O governador em exercício do Rio de Janeiro, Cláudio Castro regulamentou nesta quinta-feira (18), a Lei nº 9.182, que cria o primeiro sistema de alerta por telefone do país que busca solucionar desaparecimentos de crianças e adolescentes.

Segundo a Delegacia de Descoberta de Paradeiros, 4.545 pessoas entre 0 e 17 anos de idade desapareceram apenas na cidade do Rio de Janeiro em 2020. Deste total, mais de 96% dos casos foram solucionados. Para o governador, o Alerta Pri será mais uma ferramenta importante na elucidação desse tipo de crime.

Criado pela Secretaria de Desenvolvimento Social e Direitos Humanos, o “Alerta Pri” será usado pela Polícia Civil e torna obrigatória a divulgação de fotos e informações das vítimas pelas companhias de telefonia celular. O sistema ganha esse nome em homenageia Priscila Belfort, desaparecida há 17 anos.
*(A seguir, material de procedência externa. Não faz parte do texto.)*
PR #3192, opened 2021-08-31
CI: Mark CGO warnings as errors

rata:
This is a follow-up of: https://github.com/opencontainers/runc/pull/3165. In particular, https://github.com/opencontainers/runc/pull/3165#issuecomment-901390858.

As pointed out there by @kolyshkin and @tianon, this adds the -Werror flag to the CI only.

Note that I kept the "-g -O2" that is the default from "go env CGO_CFLAGS". The reason is: the warning that we fixed recently (https://github.com/opencontainers/runc/commit/db8330c9e516ac359e199b999c5321c73aaffabf) is not seen if we don't use those flags. If no env var CGO_CFLAGS is defined, it uses "-g -O2", but if it is defined, it uses what we specify. Therefore, if we add the env var CGO_CFLAGS to "-Werror" only, then it doesn't use "-g -O2", the warning is not produced and therefore not catched. So, I kept those things, but it is hardcoded (instead of append -Werror to whatever the output of "go env CGO_CFLAGS" is) because github actions need to know it statically if we apply them to all jobs

We can probably append "-Werror" to the output of "go env CGO_CFLAGS", but we need to do that in the "run:" section and, therefore, can't change it for all jobs (we can manually change all jobs if we want that, but we need to also remember in the future).

I prefer hardcoding "-g -O2" rather than changing all jobs or creating a new target that only compiles with -Werror, as we might have more buildtags in the future and IMHO it seems simpler to have all tests in the test workflow compile the same way. But let me know if you prefer otherwise :)


.github/workflows/test.yml
```diff
@@ -11,6 +11,10 @@ on:
       - release-*
   pull_request:
 
+env:
+  # Don't ignore warnings. Note that the output of "go env CGO_CFLAGS" by default is "-g -O2", so we keep them.
+  CGO_CFLAGS: -g -O2 -Werror
```
kolyshkin, line 16: perhaps `Don't ignore C warnings`

.github/workflows/validate.yml
```diff
@@ -25,6 +25,9 @@ jobs:
 
   compile-buildtags:
     runs-on: ubuntu-20.04
+    env:
+      # Don't ignore warnings. Note that the output of "go env CGO_CFLAGS" by default is "-g -O2", so we keep them.
```
kolyshkin, line 29: ditto

kolyshkin:
@rata thanks! Now, can you deliberately add a temporary second commit that deliberately introduces an warning to nsexec.c so we can see the CI jobs fail? (can just be a revert of commit db8330c9e516ac359e)

.github/workflows/test.yml
rata: Fixed, thanks!

.github/workflows/validate.yml
rata: Fixed, thanks!

rata:
@kolyshkin yes, verified that in a fork before opening the PR already. I even tried with that same commit you mentioned, it works as expected :)

kolyshkin:
Oh I see.
* https://github.com/kinvolk/runc/runs/3474525294?check_suite_focus=true
* https://github.com/kinvolk/runc/runs/3474525091?check_suite_focus=true

kolyshkin (approved):
LGTM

“Nosso objetivo é aumentar o índice de solução de casos, além de reduzir esse tipo de crime no Estado. Não solucionar esses tristes casos é deixar uma ferida aberta. É preciso ter um fim para que haja um recomeço. O Alerta Pri vem ao encontro do que todos querem: o melhor para a segurança da população”, disse Castro.

A mensagem de urgência enviada pelo Alerta Pri vai conter o nome, a idade, as características físicas, o local de desaparecimento e todas as demais informações selecionadas pela Polícia Civil. O objetivo é agir rapidamente quando esse tipo de crime for registrado no sistema.
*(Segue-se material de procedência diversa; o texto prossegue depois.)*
PR #3194, opened 2021-09-01
libcontainer: add support for Landlock

### LINKED ISSUE #2859: Seccomp vs. Landlock?
With the discussions about some of the limitations of (lib)seccomp (#2151, #2735 etc.), especially in the context of determining which error to return for syscalls that may or may not be around at runtime, the following caught my eye.

I presume most people here are aware of the series of "landlock" [patches](https://lore.kernel.org/lkml/20210316204252.427806-1-mic@digikod.net/) that have been through 30 iterations over the last 5 years. The cover letter states:
> Landlock is inspired by seccomp-bpf but instead of filtering syscalls and their raw arguments, a Landlock rule can restrict the use of kernel objects like file hierarchies, according to the kernel semantic.

I don't pretend to understand well enough if this could - in principle - solve some of the problems around the returned errors or other tricky bits in that regard, but it sounded intriguing - i.e. if that whole error dance could be avoided by letting landlock rather than seccomp handle things.

If landlock's approach is fundamentally unsuited to solving the problems here, I apologise. If OTOH there are only a few things missing for it to be usable, perhaps it would be a good time to reach out on LKML to see if they can be closed (or at least roadmapped) before the series is merged (looks like it's finalising).

kailun-qin:
This patch introduces Landlock Linux Security Module (LSM) support in
runc, which was landed in Linux kernel 5.13.

This allows unprivileged processes to create safe security sandboxes
that can securely restrict the ambient rights (e.g. global filesystem
access) for themselves.

runtime-spec: https://github.com/opencontainers/runtime-spec/pull/1111

Fixes https://github.com/opencontainers/runc/issues/2859


libcontainer/standard_init_linux.go
```diff
@@ -211,6 +212,14 @@ func (l *linuxStandardInit) Init() error {
 	// since been resolved.
 	// https://github.com/torvalds/linux/blob/v4.9/fs/exec.c#L1290-L1318
 	_ = unix.Close(l.fifoFd)
+
+	// `noNewPrivileges` must be enabled to use Landlock.
```
kolyshkin, line 216: Please do not use github markdown in comments.

libcontainer/configs/config.go
```diff
@@ -78,6 +78,53 @@ type Syscall struct {
...
+	HandledAccessFS AccessFS `json:"handledAccessFS"`
+}
+
+// Rules represents the security policies (i.e., actions allowed on objects) in Landlock.
+type Rules struct {
+	PathBeneath []*RulePathBeneath `json:"pathBeneath"`
+}
+
+// RulePathBeneath defines the file-hierarchy typed rule that grants the access rights specified by
+// `AllowedAccess` to the file hierarchies under the given `Paths` in Landlock.
```
kolyshkin, line 99: Please do not use github markdown in comments.

libcontainer/configs/config.go
```diff
@@ -78,6 +78,53 @@ type Syscall struct {
...
+	RemoveDir  AccessFS = (1 << 4)
+	RemoveFile AccessFS = (1 << 5)
+	MakeChar   AccessFS = (1 << 6)
+	MakeDir    AccessFS = (1 << 7)
+	MakeReg    AccessFS = (1 << 8)
+	MakeSock   AccessFS = (1 << 9)
+	MakeFifo   AccessFS = (1 << 10)
+	MakeBlock  AccessFS = (1 << 11)
+	MakeSym    AccessFS = (1 << 12)
+)
```
kolyshkin, line 126: Rather than a copy/paste from https://github.com/landlock-lsm/go-landlock/blob/main/landlock/syscall/landlock.go maybe it can be imported, and the constants are used directly?

libcontainer/landlock/config.go
```diff
@@ -0,0 +1,31 @@
...
+	"make_sym":    configs.MakeSym,
+}
+
+// ConvertStringToAccessFS converts a string into a Landlock access right.
+func ConvertStringToAccessFS(in string) (configs.AccessFS, error) {
+	if access, ok := accessFSs[in]; ok {
+		return access, nil
+	}
+	return 0, fmt.Errorf("string %s is not a valid access right for landlock", in)
+}
```
kolyshkin, line 31: Would be nice to have this functionality in https://github.com/landlock-lsm/go-landlock/blob/main/landlock/accessfs.go and use it.

libcontainer/landlock/landlock_linux.go
```diff
@@ -0,0 +1,67 @@
...
+	}
+
+	return nil
+}
+
+// Convert Libcontainer AccessFS to go-landlock AccessFSSet.
+func getAccess(access configs.AccessFS) landlock.AccessFSSet {
+	return landlock.AccessFSSet(access)
+}
+
```
kolyshkin, line 49: Why not use `landlock.AccessFSSet` type directly?

libcontainer/landlock/landlock_unsupported.go
```diff
@@ -0,0 +1,19 @@
...
+
+var ErrLandlockNotSupported = errors.New("land: config provided but Landlock not supported")
+
+// InitLandlock does nothing because Landlock is not supported.
+func InitSLandlock(config *configs.Landlock) error {
+	if config != nil {
+		return ErrLandlockNotSupported
+	}
+	return nil
+}
```
kolyshkin, line 19: runc is linux-only, I guess you can drop this entirely (as well as `_linux` suffix from all the other files).

libcontainer/configs/config.go
```diff
@@ -78,6 +78,53 @@ type Syscall struct {
...
+
+// RulePathBeneath defines the file-hierarchy typed rule that grants the access rights specified by
+// `AllowedAccess` to the file hierarchies under the given `Paths` in Landlock.
+type RulePathBeneath struct {
+	AllowedAccess AccessFS `json:"allowedAccess"`
+	Paths         []string `json:"paths"`
+}
+
+// AccessFS is taken upon ruleset and rule setup in Landlock.
+type AccessFS uint64
```
kolyshkin, line 106: Why not use `landlock.AccessFS` type directly (or, if you're so inclined to have a locally defined type, use something like `type AccessFS=landlock.AccessFS` so you won't need to convert).

libcontainer/landlock/landlock_unsupported.go
```diff
@@ -0,0 +1,19 @@
...
+import (
+	"errors"
+
+	"github.com/opencontainers/runc/libcontainer/configs"
+)
+
+var ErrLandlockNotSupported = errors.New("land: config provided but Landlock not supported")
+
+// InitLandlock does nothing because Landlock is not supported.
+func InitSLandlock(config *configs.Landlock) error {
```
kolyshkin, line 14: typo? (extra `S`)

libcontainer/landlock/landlock_linux.go
```diff
@@ -0,0 +1,67 @@
...
+	if config.DisableBestEffort {
+		llConfig = landlock.MustConfig(ruleset)
+	} else {
+		llConfig = landlock.MustConfig(ruleset).BestEffort()
+	}
+
+	if err := llConfig.RestrictPaths(
+		getPathAccesses(config.Rules)...,
+	); err != nil {
+		return fmt.Errorf("Could not restrict paths: %v", err)
```
kolyshkin, line 39: nit: error messages should not be Capitalized.

libcontainer/landlock/config.go
l0kod: Related to https://github.com/landlock-lsm/go-landlock/issues/14

libcontainer/landlock/landlock_unsupported.go
```diff
@@ -0,0 +1,19 @@
...
+
+package landlock
+
+import (
+	"errors"
+
+	"github.com/opencontainers/runc/libcontainer/configs"
+)
+
+var ErrLandlockNotSupported = errors.New("land: config provided but Landlock not supported")
```
l0kod, line 11: What does "land:" mean?

kailun-qin:
Address comments and add unit tests. PTAL, thanks!

libcontainer/landlock/config.go
l0kod: Feel free to create a PR for go-landlock :wink:

gnoack: As I mentioned also in https://github.com/landlock-lsm/go-landlock/issues/14, please be aware that when this string-to-enum mapping is part of go-landlock, the set of supported values might grow at some point in the future when you update the go-landlock library, and this might change the permitted values in your configuration language implicitly.

If this is the approach you want to take, and since @l0kod seems to also be on board, we could make that mapping part of the library, in the lower-case, underscore-delimited variant ("write_file")

l0kod: It may help to have an helper to check that an access right is supported by a specific ABI version, or specify the version as an argument. I'm not sure if the string conversion belongs to go-landlock or libcontainer though. Is libcontainer used by other container runtimes?

libcontainer/landlock/landlock_linux.go
```diff
@@ -0,0 +1,67 @@
...
+// security approach should be applied for Landlock access rights.
+func InitLandlock(config *configs.Landlock) error {
+	if config == nil {
+		return errors.New("cannot initialize Landlock - nil config passed")
+	}
+
+	var llConfig landlock.Config
+
+	ruleset := getAccess(config.Ruleset.HandledAccessFS)
+	// Panic on error when constructing the Landlock configuration using invalid config values.
```
gnoack: You can use landlock.NewConfig() instead to handle this more gracefully. (It returns the config and an error)

libcontainer/landlock/landlock_linux.go
```diff
@@ -0,0 +1,67 @@
...
+	if config.DisableBestEffort {
+		llConfig = landlock.MustConfig(ruleset)
+	} else {
+		llConfig = landlock.MustConfig(ruleset).BestEffort()
+	}
+
+	if err := llConfig.RestrictPaths(
```
gnoack: I have today changed the semantics here *slightly*, so that the AccessFSSet passed as PathAccess() parameter needs to be a subset of the one configured in MustConfig(). The intention being that it should be forbidden to say "A and B are forbidden, but C is permitted on /tmp". That makes no sense to say, as C was never forbidden, so it's now treated as an error. You might want to catch that case at the configuration level already, otherwise users will get an error from RestrictPaths() if they misconfigure it in their config file.

Commit is here:
https://github.com/landlock-lsm/go-landlock/commit/c56710719da463053cfbab001de126082d769f47

See bug https://github.com/landlock-lsm/go-landlock/issues/18 for details.

libcontainer/landlock/landlock_linux.go
kailun-qin: Thanks! More make sense to use NewConfig instead.

libcontainer/landlock/config.go
kailun-qin: It should be usable for other container runtimes but I'm not sure here. @kolyshkin @AkihiroSuda @cyphar Any insights? Thanks!

AkihiroSuda:
@kailun-qin 

Could you update this PR with the latest revision of https://github.com/opencontainers/runtime-spec/pull/1111 ?
Then we can confirm the design of the PRs toward merging.

Thanks!

AkihiroSuda:
ping @kailun-qin 🙏

Zheaoli:
@AkihiroSuda May I carry this PR?

rata (commented):
Grr, I wanted to post on the runtime-spec, sorry :joy:. Ignore this

AkihiroSuda:
Needs rebase

kolyshkin:
Needs rebase; I guess we have to remove this from 1.6 milestone.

O Alerta Pri foi elaborado nos moldes do Alerta Amber, dos Estados Unidos, que também é utilizado em outros 27 países como ferramentas no combate ao desaparecimento de pessoas.

“Num estado onde desaparecem mais de 20 pessoas por dia, precisávamos de uma lei como essa. A divulgação, nas primeiras 24 horas, dos dados das criança ou adolescentes desaparecidos, aumentam as chances de localização”, disse o deputado Alexandre Knoploch (PSL), autor do projeto de lei.